**Action item**
All entries below must be given again word for word.

**Input for this task**
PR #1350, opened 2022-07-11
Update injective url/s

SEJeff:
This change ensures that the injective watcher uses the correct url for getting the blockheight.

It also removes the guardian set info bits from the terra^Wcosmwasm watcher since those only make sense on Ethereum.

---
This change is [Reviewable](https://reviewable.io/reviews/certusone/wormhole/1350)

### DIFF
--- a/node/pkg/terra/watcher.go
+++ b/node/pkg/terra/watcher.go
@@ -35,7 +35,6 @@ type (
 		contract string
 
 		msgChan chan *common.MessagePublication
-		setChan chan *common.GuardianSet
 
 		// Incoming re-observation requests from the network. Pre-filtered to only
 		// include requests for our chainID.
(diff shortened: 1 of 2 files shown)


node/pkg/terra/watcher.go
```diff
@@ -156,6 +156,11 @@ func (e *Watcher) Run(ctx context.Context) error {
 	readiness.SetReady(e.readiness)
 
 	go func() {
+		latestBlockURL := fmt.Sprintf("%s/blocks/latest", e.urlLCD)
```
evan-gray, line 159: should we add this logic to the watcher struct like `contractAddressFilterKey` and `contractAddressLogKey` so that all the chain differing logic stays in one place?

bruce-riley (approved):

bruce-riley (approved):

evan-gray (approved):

**Answer box**
PR #1350, opened 2022-07-11
Update injective url/s

SEJeff:
This change ensures that the injective watcher uses the correct url for getting the blockheight.

It also removes the guardian set info bits from the terra^Wcosmwasm watcher since those only make sense on Ethereum.

---
This change is [Reviewable](https://reviewable.io/reviews/certusone/wormhole/1350)

### DIFF
--- a/node/pkg/terra/watcher.go
+++ b/node/pkg/terra/watcher.go
@@ -35,7 +35,6 @@ type (
 		contract string
 
 		msgChan chan *common.MessagePublication
-		setChan chan *common.GuardianSet
 
 		// Incoming re-observation requests from the network. Pre-filtered to only
 		// include requests for our chainID.
(diff shortened: 1 of 2 files shown)


node/pkg/terra/watcher.go
```diff
@@ -156,6 +156,11 @@ func (e *Watcher) Run(ctx context.Context) error {
 	readiness.SetReady(e.readiness)
 
 	go func() {
+		latestBlockURL := fmt.Sprintf("%s/blocks/latest", e.urlLCD)
```
evan-gray, line 159: should we add this logic to the watcher struct like `contractAddressFilterKey` and `contractAddressLogKey` so that all the chain differing logic stays in one place?

bruce-riley (approved):

bruce-riley (approved):

evan-gray (approved):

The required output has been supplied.